Stored data

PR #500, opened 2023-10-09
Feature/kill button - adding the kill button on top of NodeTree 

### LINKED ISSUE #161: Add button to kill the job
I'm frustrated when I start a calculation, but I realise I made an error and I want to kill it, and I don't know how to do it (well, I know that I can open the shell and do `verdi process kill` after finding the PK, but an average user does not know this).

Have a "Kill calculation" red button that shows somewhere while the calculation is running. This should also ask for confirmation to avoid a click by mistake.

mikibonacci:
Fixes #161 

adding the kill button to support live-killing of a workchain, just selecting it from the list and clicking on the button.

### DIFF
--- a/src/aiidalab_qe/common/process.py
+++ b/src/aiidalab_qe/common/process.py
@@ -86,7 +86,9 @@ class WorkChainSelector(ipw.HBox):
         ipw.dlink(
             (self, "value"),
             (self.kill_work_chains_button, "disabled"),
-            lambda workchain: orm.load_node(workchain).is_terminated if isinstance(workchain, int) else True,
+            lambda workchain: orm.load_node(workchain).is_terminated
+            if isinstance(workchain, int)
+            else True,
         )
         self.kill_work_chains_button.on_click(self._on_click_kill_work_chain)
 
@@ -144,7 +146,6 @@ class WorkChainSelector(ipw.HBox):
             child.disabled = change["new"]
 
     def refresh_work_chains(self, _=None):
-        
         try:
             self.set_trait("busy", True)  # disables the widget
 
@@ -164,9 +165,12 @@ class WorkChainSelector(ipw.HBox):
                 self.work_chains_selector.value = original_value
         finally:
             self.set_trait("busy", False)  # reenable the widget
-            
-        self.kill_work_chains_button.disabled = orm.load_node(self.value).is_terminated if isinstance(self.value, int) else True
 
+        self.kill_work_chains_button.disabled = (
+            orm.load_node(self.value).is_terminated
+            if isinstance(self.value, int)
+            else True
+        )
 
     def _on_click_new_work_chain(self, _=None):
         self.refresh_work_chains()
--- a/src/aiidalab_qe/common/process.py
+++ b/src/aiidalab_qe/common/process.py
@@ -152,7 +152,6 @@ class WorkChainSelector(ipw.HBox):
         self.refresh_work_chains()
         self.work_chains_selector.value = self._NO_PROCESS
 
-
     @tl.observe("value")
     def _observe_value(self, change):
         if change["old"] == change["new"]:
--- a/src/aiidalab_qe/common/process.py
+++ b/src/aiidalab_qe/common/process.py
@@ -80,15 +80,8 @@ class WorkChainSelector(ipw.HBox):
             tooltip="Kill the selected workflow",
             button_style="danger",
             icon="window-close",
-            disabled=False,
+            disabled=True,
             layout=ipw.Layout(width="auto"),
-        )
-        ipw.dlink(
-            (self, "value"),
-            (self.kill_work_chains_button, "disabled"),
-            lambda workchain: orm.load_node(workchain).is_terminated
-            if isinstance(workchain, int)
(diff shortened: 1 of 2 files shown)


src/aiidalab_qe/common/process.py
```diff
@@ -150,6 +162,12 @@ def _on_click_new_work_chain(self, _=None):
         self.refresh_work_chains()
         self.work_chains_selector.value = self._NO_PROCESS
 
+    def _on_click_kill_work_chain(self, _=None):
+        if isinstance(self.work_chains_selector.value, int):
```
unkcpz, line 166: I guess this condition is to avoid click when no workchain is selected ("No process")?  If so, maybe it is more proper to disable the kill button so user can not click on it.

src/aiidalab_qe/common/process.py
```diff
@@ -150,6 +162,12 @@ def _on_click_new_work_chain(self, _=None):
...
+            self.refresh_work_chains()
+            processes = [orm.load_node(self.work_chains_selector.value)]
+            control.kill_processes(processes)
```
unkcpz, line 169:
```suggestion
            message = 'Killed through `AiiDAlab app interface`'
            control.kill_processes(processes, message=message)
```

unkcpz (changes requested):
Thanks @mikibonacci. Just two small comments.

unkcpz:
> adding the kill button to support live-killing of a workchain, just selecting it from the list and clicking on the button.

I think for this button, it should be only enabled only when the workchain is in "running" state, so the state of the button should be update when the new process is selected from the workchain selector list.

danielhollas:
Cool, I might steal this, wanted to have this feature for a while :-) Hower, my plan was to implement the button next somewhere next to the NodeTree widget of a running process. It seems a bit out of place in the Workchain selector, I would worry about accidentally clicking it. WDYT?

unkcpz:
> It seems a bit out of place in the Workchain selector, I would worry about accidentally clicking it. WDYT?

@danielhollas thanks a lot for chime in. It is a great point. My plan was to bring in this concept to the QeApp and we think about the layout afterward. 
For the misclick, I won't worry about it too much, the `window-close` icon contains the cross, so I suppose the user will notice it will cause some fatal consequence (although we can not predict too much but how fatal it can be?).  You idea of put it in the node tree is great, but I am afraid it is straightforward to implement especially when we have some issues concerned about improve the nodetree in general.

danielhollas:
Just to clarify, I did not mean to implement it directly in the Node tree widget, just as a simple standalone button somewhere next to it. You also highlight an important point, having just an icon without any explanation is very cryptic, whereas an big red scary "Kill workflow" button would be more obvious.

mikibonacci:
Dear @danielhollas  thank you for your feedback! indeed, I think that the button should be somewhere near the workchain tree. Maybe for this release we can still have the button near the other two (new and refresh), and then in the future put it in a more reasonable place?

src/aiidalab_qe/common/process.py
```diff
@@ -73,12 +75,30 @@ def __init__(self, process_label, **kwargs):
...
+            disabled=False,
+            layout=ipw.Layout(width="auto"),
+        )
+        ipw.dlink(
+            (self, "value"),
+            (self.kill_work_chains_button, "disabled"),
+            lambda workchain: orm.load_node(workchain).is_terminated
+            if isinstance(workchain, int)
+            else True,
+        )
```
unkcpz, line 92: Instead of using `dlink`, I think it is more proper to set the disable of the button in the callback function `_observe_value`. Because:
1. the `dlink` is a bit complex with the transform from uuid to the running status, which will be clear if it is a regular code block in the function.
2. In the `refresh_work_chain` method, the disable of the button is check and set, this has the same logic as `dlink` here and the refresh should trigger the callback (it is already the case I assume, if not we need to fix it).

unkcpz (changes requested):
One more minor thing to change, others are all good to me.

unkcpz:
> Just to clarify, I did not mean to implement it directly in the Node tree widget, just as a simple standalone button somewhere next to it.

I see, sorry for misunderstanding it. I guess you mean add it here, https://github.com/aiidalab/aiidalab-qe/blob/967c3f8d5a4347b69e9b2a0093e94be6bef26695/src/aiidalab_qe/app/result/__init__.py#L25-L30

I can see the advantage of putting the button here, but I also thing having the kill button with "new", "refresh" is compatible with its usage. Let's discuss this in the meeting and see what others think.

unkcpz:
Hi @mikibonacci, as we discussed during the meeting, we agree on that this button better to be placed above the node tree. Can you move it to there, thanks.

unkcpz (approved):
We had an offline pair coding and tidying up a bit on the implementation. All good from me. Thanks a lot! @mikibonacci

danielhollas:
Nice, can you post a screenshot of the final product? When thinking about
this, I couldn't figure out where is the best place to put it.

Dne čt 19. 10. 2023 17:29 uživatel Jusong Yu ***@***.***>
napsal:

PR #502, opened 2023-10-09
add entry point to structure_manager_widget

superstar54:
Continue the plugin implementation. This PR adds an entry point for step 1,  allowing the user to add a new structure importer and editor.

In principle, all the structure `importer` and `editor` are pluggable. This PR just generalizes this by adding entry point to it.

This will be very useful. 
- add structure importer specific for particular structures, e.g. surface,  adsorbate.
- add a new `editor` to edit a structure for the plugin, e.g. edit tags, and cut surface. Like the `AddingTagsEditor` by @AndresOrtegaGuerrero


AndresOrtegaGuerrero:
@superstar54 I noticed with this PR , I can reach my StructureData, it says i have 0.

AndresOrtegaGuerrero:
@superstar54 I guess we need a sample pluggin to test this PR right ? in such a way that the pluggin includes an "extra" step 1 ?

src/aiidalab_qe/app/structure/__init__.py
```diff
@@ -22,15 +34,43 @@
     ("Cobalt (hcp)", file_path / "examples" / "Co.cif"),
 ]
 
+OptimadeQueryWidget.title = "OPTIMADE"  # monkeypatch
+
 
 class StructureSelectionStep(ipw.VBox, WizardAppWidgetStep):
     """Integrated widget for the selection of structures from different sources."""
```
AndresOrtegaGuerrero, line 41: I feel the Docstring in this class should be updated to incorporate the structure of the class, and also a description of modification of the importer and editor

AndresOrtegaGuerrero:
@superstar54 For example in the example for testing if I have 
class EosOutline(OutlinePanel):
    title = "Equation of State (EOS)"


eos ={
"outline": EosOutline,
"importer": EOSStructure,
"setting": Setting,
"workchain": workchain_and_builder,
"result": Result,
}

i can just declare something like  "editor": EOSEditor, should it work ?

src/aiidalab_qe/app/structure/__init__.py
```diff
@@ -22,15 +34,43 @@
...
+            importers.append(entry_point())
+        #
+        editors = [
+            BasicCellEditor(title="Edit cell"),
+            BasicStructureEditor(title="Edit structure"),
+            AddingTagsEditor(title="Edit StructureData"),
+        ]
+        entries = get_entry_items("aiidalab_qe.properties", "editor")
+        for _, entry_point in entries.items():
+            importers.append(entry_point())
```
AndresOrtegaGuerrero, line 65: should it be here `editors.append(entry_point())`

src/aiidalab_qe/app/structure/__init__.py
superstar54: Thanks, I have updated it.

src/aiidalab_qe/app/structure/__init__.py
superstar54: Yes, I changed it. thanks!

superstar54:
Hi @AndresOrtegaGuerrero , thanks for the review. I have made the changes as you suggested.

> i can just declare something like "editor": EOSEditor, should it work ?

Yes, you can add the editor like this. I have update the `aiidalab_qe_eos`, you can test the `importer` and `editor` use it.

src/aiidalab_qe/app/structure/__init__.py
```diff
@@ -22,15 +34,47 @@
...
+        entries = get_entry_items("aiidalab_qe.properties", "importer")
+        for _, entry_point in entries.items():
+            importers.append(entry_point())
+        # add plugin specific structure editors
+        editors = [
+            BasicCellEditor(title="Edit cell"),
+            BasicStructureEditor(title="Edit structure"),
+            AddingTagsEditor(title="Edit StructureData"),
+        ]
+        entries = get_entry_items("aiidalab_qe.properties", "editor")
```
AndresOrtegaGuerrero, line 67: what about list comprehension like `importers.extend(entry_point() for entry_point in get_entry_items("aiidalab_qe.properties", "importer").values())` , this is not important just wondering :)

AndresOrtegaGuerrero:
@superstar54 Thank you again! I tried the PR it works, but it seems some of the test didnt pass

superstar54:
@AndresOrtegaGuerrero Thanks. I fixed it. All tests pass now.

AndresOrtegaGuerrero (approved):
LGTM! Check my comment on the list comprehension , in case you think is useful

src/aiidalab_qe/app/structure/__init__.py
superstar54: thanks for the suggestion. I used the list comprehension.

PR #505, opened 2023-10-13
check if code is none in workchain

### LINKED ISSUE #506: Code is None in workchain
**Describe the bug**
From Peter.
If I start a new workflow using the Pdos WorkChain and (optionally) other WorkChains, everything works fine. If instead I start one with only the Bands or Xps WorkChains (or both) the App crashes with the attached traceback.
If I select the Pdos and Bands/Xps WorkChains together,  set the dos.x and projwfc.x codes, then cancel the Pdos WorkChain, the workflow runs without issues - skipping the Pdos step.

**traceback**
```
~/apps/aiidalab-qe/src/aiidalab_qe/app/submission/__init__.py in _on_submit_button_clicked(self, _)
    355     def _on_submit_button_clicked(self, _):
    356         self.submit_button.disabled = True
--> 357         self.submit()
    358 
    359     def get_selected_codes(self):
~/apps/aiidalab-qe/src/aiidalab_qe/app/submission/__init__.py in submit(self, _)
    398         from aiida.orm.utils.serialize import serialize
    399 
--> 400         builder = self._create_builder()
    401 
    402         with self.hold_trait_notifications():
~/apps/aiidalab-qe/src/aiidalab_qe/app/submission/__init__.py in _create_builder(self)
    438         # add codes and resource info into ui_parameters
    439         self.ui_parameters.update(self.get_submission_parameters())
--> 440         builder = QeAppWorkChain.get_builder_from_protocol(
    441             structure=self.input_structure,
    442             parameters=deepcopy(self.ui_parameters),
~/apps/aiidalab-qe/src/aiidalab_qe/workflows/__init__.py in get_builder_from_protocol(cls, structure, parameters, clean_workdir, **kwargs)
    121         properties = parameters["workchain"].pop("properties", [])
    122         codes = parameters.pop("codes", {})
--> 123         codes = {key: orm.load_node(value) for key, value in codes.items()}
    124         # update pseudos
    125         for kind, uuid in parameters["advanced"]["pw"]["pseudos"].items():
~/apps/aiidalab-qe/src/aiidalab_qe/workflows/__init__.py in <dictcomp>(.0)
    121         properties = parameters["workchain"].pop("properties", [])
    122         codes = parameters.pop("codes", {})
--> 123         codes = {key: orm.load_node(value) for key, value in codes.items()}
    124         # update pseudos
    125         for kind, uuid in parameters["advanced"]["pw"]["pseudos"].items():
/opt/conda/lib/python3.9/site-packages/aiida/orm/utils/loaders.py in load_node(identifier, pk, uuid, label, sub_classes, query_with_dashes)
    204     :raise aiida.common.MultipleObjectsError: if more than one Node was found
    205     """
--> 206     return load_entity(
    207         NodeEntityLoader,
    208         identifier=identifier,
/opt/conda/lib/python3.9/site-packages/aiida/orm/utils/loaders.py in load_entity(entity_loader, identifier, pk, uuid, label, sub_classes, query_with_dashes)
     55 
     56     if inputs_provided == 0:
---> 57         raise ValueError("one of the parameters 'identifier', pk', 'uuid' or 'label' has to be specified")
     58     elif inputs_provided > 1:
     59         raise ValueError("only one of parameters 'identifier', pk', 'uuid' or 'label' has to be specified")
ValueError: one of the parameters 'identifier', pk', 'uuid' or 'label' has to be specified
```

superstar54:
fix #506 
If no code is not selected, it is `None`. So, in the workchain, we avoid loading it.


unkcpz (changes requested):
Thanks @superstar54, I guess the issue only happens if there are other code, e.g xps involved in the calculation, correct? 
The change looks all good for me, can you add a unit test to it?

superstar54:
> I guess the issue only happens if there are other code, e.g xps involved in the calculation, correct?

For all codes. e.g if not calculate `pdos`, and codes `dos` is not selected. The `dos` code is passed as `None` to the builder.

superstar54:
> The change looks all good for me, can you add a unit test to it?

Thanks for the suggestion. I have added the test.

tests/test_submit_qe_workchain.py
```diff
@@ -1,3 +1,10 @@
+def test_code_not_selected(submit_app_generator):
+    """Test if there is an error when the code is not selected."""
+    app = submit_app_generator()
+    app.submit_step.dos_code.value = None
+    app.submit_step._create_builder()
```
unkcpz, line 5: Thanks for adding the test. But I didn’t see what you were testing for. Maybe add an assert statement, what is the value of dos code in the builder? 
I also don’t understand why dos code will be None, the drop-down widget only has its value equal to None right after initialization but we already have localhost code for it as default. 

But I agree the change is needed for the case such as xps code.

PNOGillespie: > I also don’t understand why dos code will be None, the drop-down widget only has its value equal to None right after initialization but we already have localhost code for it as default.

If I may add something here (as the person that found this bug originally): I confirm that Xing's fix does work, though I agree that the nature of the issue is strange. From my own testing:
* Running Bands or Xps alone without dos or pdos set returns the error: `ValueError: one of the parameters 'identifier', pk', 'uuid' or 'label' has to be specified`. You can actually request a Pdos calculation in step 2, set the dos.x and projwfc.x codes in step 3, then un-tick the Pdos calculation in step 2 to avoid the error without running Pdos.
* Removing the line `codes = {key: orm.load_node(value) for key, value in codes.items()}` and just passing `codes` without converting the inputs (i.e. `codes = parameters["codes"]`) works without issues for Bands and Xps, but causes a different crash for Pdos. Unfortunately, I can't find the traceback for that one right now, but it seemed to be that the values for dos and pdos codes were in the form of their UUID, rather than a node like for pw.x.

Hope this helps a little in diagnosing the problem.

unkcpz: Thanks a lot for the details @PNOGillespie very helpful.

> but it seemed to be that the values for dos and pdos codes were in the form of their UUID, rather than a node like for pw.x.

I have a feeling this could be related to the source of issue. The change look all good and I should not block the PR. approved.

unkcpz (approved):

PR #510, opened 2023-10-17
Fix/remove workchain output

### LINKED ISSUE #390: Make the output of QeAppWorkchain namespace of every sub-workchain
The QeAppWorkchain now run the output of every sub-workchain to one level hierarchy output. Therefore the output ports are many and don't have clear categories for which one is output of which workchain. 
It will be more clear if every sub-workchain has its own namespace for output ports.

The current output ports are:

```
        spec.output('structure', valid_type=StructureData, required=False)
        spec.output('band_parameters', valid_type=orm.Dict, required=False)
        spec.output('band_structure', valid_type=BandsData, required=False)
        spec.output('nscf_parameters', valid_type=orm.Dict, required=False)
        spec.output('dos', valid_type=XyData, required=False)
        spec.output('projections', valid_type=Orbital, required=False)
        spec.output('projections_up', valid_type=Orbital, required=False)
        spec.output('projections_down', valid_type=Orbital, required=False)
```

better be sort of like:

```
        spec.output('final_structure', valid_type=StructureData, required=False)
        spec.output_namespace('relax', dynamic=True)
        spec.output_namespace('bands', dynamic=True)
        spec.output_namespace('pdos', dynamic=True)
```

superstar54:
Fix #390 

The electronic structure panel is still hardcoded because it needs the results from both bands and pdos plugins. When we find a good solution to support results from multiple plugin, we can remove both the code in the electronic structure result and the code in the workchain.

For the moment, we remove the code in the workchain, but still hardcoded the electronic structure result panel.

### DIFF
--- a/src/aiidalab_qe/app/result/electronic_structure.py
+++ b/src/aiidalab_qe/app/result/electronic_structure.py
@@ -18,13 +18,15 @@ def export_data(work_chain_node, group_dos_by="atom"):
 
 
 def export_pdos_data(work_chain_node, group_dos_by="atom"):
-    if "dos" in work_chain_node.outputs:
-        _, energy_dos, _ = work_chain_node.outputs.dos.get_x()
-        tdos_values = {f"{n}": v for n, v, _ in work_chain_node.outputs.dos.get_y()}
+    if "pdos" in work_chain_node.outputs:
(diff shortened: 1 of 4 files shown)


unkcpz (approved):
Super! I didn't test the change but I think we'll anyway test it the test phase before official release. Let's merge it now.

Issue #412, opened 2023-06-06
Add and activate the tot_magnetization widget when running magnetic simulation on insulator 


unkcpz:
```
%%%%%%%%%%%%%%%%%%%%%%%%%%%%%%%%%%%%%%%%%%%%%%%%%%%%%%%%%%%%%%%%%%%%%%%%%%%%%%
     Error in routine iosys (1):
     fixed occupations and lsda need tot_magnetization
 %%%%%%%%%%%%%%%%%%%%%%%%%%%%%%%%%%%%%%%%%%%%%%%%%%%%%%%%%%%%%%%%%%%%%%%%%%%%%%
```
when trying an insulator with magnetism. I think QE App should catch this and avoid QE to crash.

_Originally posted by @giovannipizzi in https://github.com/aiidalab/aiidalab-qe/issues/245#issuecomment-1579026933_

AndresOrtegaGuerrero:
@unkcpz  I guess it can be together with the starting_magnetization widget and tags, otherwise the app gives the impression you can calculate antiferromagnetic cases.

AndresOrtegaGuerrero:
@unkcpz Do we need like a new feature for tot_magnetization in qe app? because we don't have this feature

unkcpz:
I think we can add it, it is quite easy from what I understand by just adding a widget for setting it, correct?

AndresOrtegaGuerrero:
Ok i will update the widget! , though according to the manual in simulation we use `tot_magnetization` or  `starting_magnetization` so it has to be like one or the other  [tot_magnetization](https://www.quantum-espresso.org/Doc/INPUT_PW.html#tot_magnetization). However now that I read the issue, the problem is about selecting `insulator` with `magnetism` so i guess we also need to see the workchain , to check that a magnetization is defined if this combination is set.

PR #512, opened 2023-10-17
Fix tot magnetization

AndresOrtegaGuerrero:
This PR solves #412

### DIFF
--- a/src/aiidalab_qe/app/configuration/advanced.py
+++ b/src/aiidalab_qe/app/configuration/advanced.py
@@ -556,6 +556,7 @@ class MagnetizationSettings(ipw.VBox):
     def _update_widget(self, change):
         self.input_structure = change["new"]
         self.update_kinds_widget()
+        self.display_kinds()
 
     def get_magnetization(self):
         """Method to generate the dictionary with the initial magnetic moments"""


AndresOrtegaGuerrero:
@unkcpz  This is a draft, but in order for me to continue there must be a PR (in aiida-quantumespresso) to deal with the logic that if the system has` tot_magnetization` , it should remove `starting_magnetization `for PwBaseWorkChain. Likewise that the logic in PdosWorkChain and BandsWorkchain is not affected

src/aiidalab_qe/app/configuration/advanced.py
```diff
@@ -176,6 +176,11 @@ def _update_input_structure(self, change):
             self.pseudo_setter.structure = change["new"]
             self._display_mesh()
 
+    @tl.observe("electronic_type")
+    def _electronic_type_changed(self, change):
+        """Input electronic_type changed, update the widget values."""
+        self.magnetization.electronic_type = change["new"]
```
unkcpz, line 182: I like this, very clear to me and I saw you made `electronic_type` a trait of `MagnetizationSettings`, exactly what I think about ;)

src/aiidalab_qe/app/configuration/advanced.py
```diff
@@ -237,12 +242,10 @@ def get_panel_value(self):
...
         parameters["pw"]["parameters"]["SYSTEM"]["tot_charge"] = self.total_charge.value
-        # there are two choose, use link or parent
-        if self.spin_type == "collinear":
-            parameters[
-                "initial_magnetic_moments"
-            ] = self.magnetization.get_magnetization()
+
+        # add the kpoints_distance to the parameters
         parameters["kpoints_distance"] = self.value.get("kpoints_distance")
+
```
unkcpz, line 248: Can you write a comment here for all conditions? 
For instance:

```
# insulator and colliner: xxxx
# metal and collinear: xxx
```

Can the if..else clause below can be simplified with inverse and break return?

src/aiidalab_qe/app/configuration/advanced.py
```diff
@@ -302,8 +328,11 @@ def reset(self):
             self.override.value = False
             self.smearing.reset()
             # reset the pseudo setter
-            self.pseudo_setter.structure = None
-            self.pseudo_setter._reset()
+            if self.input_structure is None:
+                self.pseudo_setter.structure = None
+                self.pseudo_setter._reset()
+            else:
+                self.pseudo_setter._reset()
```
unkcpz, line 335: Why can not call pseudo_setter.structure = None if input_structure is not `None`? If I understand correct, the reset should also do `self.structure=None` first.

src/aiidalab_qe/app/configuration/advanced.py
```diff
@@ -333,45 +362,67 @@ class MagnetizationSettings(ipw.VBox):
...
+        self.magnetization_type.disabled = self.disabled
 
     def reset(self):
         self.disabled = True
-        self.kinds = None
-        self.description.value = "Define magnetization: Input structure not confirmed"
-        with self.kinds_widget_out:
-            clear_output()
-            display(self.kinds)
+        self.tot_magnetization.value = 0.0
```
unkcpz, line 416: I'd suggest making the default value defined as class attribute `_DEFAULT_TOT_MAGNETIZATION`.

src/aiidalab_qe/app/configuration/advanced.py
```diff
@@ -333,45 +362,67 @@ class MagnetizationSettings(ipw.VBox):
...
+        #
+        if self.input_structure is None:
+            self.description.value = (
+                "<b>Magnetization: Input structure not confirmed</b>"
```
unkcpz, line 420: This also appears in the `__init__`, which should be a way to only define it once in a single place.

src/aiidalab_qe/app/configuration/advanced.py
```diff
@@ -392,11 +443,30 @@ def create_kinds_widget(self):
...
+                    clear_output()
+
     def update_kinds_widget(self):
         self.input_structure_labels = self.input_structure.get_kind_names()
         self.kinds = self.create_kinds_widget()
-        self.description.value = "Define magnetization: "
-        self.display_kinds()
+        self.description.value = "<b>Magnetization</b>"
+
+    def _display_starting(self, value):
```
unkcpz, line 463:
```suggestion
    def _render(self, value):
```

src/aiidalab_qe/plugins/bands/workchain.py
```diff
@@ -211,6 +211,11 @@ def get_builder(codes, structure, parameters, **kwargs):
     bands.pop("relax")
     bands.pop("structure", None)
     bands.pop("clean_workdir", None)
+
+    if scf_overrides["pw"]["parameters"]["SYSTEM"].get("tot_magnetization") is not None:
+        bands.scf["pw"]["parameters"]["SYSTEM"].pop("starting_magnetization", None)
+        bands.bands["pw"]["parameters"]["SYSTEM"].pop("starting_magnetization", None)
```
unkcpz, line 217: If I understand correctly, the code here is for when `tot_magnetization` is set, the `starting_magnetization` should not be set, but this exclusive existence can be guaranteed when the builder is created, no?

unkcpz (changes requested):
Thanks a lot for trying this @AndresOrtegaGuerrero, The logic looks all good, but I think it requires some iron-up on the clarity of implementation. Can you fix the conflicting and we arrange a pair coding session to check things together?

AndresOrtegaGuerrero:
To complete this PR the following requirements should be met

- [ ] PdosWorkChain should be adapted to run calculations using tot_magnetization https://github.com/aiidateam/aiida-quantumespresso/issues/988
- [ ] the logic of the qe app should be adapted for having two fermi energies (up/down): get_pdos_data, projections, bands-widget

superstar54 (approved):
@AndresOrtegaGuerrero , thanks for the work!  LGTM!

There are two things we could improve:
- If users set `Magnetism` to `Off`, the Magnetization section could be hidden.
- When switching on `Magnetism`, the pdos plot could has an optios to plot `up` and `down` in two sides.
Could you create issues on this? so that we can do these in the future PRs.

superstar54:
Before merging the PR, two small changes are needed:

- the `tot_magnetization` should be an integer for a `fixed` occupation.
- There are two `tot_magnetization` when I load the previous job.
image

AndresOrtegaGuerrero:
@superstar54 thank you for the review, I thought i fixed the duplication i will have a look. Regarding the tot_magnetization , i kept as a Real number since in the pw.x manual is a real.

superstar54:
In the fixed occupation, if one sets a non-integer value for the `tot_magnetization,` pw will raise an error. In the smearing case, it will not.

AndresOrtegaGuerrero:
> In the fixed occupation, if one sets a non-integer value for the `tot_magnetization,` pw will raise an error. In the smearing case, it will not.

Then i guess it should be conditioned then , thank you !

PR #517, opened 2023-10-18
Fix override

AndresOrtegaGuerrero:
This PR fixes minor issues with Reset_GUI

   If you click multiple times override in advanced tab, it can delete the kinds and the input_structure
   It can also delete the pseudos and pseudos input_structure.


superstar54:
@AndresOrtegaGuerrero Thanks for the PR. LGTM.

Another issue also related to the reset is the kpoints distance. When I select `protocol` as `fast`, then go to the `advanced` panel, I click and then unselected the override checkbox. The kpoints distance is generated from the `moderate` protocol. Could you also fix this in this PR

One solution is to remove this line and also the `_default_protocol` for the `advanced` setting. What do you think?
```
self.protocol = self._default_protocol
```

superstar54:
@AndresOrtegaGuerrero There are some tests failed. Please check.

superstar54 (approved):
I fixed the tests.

ACTIVITY>
In the entries above, find each line with the word "which" and return it.

SOLUTION FOR THIS TASK>
1. the `dlink` is a bit complex with the transform from uuid to the running status, which will be clear if it is a regular code block in the function.
The QeAppWorkchain now run the output of every sub-workchain to one level hierarchy output. Therefore the output ports are many and don't have clear categories for which one is output of which workchain. 
unkcpz, line 420: This also appears in the `__init__`, which should be a way to only define it once in a single place.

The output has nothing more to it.